The reason for the null values is because the default "mode" for the csv API is PERMISSIVE:

mode (default PERMISSIVE): allows a mode for dealing with corrupt records during parsing. It supports the following case-insensitive modes.
- PERMISSIVE : sets other fields to null when it meets a corrupted record, and puts the malformed string into a field configured by columnNameOfCorruptRecord. To keep corrupt records, an user can set a string type field named columnNameOfCorruptRecord in an user-defined schema. If a schema does not have the field, it drops corrupt records during parsing. When a length of parsed CSV tokens is shorter than an expected length of a schema, it sets null for extra fields.
- DROPMALFORMED : ignores the whole corrupted records.
- FAILFAST : throws an exception when it meets corrupted records

csv API

So if we load without a schema we see the following:

scala> val df = spark.read.format("com.databricks.spark.csv").option("header","true").load("data.csv")

df: org.apache.spark.sql.DataFrame = [Rank: string, Grade: string ... 4 more fields]

scala> df.show
+----+-----+--------------------+------------+-----------+-----------+
|Rank|Grade|         Channelname|VideoUploads|Subscribers| Videoviews|
+----+-----+--------------------+------------+-----------+-----------+
| 1st| A++ |              Zee TV|       82757|   18752951|20869786591|
| 2nd| A++ |            T-Series|       12661|   61196302|47548839843|
| 3rd| A++ |Cocomelon - Nurse...|         373|   19238251| 9793305082|
| 4th| A++ |           SET India|       27323|   31180559|22675948293|
| 5th| A++ |                 WWE|       36756|   32852346|26273668433|
| 6th| A++ |          Movieclips|       30243|   17149705|16618094724|
| 7th| A++ |          netd müzik|        8500|   11373567|23898730764|
| 8th| A++ |ABS-CBN Entertain...|      100147|   12149206|17202609850|
| 9th| A++ |     Ryan ToysReview|        1140|   16082927|24518098041|
|10th| A++ |         Zee Marathi|       74607|    2841811| 2591830307|
|11th|  A+ |     5-Minute Crafts|        2085|   33492951| 8587520379|
|12th|  A+ |     Canal KondZilla|         822|   39409726|19291034467|
|13th|  A+ |    Like Nastya Vlog|         150|    7662886| 2540099931|
|14th|  A+ |               Ozuna|          50|   18824912| 8727783225|
|15th|  A+ |          Wave Music|       16119|   15899764|10989179147|
|16th|  A+ |         Ch3Thailand|       49239|   11569723| 9388600275|
|17th|  A+ |     WORLDSTARHIPHOP|        4778|   15830098|11102158475|
|18th|  A+ |     Vlad and Nikita|          53|        -- | 1428274554|
+----+-----+--------------------+------------+-----------+-----------+

If we apply your schema we see this:

scala> val schema = StructType(Array(StructField("Rank",StringType,true),StructField("Grade", StringType, true),StructField("Channelname",StringType,true),StructField("Video Uploads",IntegerType,true), StructField("Suscribers",IntegerType,true),StructField("Videoviews",IntegerType,true)))

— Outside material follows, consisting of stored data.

PR #909, opened 2021-12-17
[loki] Fix correct ingress for >= 1.20

tarioch:
The helper returns "networking.k8s.io/v1" and not networking.k8s.io/v1. This fails the if comparison and always generates the else part, which is not valid for the new api.


zanhsieh:
@tarioch 
Please bump chart to latest version. Thank you.

tarioch:
Done, I did it but then forgot to push it

zanhsieh (approved):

scala> val df = spark.read.format("com.databricks.spark.csv").option("header","true").schema(schema).load("data.csv")
df: org.apache.spark.sql.DataFrame = [Rank: string, Grade: string ... 4 more fields]

scala> df.show
+----+-----+-----------+-------------+----------+----------+
|Rank|Grade|Channelname|Video Uploads|Suscribers|Videoviews|
+----+-----+-----------+-------------+----------+----------+
|null| null|       null|         null|      null|      null|
|null| null|       null|         null|      null|      null|
|null| null|       null|         null|      null|      null|
|null| null|       null|         null|      null|      null|
|null| null|       null|         null|      null|      null|
|null| null|       null|         null|      null|      null|
|null| null|       null|         null|      null|      null|
|null| null|       null|         null|      null|      null|
|null| null|       null|         null|      null|      null|
|null| null|       null|         null|      null|      null|
|null| null|       null|         null|      null|      null|
|null| null|       null|         null|      null|      null|
|null| null|       null|         null|      null|      null|
|null| null|       null|         null|      null|      null|
|null| null|       null|         null|      null|      null|
|null| null|       null|         null|      null|      null|
|null| null|       null|         null|      null|      null|
|null| null|       null|         null|      null|      null|
+----+-----+-----------+-------------+----------+----------+

Now if we look at your data we see Subscribers contains non Integer values ("--") and Videoviews contains values which exceed Integer max value (2,147,483,647)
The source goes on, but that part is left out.